- [EXERCISE DETAILS] If a line in the records below contains "self", copy that line.

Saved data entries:
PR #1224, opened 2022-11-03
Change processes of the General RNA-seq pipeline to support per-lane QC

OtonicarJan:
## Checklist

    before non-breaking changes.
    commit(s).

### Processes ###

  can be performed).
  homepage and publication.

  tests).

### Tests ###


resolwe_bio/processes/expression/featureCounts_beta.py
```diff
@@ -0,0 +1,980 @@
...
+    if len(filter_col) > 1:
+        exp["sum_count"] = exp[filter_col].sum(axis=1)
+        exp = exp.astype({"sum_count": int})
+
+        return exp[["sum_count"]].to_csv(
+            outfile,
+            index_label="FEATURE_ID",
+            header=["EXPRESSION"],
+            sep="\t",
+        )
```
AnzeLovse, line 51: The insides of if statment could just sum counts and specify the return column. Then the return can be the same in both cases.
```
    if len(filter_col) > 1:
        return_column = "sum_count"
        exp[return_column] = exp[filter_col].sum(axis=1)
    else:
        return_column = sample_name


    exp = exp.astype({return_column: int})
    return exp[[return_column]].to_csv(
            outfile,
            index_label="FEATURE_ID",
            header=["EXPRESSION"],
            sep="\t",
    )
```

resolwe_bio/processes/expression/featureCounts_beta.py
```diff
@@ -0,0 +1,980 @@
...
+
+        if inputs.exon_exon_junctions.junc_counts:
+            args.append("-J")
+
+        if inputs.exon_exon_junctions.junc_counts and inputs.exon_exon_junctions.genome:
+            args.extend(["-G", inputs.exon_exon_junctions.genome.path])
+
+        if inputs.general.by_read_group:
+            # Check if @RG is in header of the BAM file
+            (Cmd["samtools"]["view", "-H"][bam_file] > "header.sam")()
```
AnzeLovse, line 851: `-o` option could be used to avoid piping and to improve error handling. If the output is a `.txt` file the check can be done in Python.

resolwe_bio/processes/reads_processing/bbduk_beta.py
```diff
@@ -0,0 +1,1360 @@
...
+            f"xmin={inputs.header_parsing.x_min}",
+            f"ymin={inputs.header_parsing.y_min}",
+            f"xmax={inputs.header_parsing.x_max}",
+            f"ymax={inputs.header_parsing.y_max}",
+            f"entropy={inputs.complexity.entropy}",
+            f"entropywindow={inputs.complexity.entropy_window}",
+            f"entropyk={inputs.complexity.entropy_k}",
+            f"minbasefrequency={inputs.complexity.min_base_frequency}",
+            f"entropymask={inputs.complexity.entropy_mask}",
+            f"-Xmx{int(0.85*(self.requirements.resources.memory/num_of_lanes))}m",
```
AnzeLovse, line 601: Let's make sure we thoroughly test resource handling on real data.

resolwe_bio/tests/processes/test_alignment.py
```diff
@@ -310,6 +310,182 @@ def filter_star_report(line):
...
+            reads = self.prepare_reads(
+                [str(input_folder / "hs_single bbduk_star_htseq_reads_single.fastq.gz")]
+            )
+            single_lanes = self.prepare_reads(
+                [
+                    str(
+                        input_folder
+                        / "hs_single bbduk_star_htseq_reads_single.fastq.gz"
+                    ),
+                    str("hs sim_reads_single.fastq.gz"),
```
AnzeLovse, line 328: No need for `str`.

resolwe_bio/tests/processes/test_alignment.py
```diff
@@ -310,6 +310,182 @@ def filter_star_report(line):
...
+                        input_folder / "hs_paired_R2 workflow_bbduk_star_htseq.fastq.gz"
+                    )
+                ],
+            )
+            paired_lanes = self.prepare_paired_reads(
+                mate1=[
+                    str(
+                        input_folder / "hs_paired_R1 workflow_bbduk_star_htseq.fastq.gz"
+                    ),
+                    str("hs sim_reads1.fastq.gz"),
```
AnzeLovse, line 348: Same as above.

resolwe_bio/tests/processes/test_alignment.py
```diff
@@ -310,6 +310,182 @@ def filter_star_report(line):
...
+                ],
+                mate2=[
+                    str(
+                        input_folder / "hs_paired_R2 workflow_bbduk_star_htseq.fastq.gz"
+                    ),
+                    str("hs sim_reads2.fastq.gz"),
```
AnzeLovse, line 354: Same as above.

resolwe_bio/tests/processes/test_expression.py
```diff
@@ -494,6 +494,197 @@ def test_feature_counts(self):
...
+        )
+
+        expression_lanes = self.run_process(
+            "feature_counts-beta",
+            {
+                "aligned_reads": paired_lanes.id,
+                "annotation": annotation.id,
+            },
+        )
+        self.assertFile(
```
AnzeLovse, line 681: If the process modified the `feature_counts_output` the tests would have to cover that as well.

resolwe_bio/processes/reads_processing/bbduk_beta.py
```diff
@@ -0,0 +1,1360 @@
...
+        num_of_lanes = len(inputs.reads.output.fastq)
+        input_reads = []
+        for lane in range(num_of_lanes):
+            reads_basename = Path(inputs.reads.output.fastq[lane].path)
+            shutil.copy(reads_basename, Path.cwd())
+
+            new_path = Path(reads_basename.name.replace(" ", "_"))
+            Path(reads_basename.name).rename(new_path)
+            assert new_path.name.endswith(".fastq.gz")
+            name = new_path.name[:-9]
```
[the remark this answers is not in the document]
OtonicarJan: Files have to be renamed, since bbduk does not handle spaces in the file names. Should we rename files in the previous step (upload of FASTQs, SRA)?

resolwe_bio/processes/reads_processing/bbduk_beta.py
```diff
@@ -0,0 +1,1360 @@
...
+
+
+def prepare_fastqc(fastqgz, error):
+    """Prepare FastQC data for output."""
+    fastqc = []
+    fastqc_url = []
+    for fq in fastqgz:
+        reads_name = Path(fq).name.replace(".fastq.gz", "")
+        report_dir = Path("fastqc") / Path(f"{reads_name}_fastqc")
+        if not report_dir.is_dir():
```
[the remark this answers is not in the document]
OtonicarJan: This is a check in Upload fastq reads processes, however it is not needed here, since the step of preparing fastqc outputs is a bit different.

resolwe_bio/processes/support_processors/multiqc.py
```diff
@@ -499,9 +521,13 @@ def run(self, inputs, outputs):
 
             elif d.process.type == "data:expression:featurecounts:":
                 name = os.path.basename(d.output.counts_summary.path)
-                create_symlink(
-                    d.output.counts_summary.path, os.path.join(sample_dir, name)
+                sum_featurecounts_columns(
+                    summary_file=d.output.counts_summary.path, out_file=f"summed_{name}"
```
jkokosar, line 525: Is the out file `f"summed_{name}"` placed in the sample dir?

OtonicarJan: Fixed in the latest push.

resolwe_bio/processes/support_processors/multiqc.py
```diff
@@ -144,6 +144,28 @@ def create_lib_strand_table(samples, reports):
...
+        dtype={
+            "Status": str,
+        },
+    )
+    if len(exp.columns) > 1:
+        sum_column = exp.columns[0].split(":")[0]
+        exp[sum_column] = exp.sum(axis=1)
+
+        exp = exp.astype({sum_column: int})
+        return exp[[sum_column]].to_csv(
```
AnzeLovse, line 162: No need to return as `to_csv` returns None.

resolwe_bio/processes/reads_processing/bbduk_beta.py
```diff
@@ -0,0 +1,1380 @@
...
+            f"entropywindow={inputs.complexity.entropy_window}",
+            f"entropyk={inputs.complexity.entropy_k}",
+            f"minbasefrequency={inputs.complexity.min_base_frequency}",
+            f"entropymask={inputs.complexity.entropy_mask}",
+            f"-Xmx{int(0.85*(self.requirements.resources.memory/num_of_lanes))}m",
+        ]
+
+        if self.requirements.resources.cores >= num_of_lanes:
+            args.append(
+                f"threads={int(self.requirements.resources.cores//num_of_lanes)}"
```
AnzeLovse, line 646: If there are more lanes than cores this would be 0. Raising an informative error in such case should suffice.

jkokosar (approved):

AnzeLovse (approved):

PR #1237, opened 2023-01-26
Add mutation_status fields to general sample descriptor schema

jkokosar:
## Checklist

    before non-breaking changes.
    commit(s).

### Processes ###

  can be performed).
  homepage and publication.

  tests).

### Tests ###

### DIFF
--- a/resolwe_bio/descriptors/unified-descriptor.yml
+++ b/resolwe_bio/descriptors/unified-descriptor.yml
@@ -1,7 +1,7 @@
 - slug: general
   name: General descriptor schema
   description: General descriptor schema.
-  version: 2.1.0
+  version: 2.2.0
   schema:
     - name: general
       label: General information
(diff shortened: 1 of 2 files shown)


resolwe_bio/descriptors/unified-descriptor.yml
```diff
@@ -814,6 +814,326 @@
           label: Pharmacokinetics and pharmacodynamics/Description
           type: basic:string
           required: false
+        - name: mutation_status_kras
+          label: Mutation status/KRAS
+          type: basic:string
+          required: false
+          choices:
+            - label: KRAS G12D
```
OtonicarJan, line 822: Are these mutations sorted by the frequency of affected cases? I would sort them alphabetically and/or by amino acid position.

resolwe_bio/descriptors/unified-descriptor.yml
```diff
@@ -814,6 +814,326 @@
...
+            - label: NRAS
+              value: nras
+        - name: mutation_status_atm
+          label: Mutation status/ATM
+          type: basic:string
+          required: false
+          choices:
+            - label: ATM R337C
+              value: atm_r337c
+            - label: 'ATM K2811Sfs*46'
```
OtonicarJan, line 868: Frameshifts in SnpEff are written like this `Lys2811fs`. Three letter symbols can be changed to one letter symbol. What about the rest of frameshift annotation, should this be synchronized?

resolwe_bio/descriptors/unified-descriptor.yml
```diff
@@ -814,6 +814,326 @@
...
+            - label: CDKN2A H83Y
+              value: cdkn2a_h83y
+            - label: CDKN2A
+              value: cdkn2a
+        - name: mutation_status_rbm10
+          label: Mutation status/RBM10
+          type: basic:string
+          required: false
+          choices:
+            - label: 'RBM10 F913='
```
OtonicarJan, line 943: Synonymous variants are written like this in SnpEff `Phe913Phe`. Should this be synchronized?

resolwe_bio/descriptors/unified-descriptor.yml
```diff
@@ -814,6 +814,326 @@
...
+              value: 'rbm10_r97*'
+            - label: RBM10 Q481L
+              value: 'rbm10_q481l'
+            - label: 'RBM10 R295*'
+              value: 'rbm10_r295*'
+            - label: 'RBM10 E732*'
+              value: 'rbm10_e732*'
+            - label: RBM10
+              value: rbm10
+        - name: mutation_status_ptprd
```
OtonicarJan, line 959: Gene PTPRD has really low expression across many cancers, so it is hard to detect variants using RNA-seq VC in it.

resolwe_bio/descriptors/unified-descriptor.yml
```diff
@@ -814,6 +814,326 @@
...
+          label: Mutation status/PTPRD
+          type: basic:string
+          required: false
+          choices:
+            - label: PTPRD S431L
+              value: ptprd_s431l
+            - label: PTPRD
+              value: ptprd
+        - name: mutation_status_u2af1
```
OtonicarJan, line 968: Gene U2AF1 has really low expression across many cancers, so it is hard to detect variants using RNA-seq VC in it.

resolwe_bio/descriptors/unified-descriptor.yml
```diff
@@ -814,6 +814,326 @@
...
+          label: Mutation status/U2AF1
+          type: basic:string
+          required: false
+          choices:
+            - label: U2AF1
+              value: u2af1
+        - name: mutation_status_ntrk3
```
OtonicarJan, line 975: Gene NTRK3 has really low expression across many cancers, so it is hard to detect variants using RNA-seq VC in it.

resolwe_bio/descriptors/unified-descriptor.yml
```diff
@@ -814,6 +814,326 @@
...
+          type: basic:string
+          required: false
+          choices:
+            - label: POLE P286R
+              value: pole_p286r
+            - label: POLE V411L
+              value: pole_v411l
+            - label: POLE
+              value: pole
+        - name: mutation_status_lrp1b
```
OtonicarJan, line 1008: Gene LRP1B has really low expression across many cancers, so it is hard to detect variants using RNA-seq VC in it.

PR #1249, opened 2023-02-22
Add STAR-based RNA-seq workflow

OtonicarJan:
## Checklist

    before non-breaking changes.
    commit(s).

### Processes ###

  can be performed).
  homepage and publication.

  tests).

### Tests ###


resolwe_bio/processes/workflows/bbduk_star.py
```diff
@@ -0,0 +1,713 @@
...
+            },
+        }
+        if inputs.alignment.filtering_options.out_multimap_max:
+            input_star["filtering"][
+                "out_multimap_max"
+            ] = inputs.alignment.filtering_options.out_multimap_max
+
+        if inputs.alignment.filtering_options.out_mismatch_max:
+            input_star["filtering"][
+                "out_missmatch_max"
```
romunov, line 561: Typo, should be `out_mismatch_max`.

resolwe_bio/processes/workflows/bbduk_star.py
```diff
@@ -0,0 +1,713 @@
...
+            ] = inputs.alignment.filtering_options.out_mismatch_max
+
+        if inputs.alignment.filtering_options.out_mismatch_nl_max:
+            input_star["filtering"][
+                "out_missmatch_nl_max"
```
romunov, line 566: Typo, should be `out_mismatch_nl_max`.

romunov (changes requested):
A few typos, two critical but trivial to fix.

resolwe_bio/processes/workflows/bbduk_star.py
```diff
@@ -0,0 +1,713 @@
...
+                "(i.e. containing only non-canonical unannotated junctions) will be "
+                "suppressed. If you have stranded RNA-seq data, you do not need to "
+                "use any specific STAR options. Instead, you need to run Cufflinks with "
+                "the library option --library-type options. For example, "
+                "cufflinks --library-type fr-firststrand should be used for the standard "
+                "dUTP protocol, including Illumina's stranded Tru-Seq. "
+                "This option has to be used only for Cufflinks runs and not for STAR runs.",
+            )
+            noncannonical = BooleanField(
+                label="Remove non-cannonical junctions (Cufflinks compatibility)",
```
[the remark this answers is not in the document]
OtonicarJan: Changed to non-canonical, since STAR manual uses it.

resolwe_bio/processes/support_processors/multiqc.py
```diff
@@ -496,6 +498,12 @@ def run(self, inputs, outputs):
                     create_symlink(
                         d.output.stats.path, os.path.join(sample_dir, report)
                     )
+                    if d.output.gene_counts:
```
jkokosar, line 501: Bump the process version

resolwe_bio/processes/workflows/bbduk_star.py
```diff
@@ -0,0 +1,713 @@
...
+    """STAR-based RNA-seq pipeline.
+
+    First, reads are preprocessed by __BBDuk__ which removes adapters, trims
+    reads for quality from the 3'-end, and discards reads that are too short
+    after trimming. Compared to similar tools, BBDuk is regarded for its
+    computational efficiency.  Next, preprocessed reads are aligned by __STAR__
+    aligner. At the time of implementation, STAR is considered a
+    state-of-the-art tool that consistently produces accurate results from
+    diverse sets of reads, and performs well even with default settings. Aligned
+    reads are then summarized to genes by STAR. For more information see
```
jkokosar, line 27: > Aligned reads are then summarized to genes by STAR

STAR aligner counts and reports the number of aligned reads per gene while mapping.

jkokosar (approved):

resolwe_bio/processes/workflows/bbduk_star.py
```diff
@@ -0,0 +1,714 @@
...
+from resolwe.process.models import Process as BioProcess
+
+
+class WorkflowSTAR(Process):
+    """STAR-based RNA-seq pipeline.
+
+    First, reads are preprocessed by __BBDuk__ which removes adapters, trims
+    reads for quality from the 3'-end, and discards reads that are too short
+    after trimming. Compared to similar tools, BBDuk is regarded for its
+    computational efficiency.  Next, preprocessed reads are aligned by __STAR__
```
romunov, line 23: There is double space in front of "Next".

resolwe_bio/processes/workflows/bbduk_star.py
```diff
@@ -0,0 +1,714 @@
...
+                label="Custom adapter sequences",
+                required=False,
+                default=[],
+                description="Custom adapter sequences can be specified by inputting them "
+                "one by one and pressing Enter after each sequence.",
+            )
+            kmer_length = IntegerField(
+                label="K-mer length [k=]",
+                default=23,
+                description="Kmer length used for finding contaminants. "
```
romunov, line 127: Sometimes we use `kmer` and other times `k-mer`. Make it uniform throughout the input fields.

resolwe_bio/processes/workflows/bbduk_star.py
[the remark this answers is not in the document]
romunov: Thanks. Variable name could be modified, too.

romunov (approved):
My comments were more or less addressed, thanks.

- [COMPLETED TASK]
+            f"-Xmx{int(0.85*(self.requirements.resources.memory/num_of_lanes))}m",
+            reads = self.prepare_reads(
+            single_lanes = self.prepare_reads(
+            paired_lanes = self.prepare_paired_reads(
@@ -494,6 +494,197 @@ def test_feature_counts(self):
+        expression_lanes = self.run_process(
+        self.assertFile(
@@ -499,9 +521,13 @@ def run(self, inputs, outputs):
+            f"-Xmx{int(0.85*(self.requirements.resources.memory/num_of_lanes))}m",
+        if self.requirements.resources.cores >= num_of_lanes:
+                f"threads={int(self.requirements.resources.cores//num_of_lanes)}"
@@ -496,6 +498,12 @@ def run(self, inputs, outputs):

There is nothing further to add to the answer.